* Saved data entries
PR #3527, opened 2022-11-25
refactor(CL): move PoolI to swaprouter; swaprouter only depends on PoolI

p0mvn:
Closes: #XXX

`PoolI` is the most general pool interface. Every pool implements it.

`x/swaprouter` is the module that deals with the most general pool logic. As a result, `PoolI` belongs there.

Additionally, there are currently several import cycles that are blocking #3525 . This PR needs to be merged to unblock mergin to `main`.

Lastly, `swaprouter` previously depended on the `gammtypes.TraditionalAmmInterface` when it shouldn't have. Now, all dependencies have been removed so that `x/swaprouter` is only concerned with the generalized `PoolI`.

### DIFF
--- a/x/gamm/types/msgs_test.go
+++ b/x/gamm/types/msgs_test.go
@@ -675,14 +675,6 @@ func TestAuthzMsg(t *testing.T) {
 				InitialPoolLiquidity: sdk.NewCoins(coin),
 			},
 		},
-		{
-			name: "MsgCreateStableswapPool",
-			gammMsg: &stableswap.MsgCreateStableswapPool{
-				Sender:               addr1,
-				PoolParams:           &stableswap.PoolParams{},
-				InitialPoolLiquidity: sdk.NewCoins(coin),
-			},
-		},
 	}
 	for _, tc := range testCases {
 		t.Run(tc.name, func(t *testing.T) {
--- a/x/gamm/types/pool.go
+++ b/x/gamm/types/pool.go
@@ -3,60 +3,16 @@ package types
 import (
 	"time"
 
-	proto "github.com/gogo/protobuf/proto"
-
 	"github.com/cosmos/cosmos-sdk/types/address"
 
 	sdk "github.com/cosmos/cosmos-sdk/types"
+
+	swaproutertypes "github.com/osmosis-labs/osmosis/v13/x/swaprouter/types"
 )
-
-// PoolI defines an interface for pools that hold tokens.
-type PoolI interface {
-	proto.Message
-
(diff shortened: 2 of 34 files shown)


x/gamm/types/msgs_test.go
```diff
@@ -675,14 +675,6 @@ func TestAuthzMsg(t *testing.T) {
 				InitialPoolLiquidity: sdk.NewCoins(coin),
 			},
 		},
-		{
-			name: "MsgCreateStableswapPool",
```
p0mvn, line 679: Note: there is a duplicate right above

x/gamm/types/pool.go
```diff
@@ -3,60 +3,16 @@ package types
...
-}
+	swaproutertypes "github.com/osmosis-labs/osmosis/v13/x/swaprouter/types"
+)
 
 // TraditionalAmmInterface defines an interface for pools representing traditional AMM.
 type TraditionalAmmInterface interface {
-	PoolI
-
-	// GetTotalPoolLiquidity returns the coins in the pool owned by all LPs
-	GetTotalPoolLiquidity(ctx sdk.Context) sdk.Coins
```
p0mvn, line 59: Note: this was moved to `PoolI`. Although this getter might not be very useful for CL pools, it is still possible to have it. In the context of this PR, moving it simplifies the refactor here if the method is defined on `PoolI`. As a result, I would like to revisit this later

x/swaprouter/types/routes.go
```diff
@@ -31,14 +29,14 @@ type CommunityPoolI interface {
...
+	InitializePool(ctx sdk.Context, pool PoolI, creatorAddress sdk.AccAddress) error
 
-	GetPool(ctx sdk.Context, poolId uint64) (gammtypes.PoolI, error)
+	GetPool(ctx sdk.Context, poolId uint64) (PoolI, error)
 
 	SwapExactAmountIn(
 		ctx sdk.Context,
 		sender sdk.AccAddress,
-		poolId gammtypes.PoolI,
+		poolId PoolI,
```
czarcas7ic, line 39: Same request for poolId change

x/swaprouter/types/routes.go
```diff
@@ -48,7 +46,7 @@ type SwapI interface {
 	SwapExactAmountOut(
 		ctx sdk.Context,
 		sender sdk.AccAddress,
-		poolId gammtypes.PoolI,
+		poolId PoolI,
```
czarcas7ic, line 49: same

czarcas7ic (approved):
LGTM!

* ACTIVITY
Show every line of the data that includes the string "github".

* RESPONSE TO THIS TASK
-	proto "github.com/gogo/protobuf/proto"
 	"github.com/cosmos/cosmos-sdk/types/address"
 	sdk "github.com/cosmos/cosmos-sdk/types"
+	swaproutertypes "github.com/osmosis-labs/osmosis/v13/x/swaprouter/types"
+	swaproutertypes "github.com/osmosis-labs/osmosis/v13/x/swaprouter/types"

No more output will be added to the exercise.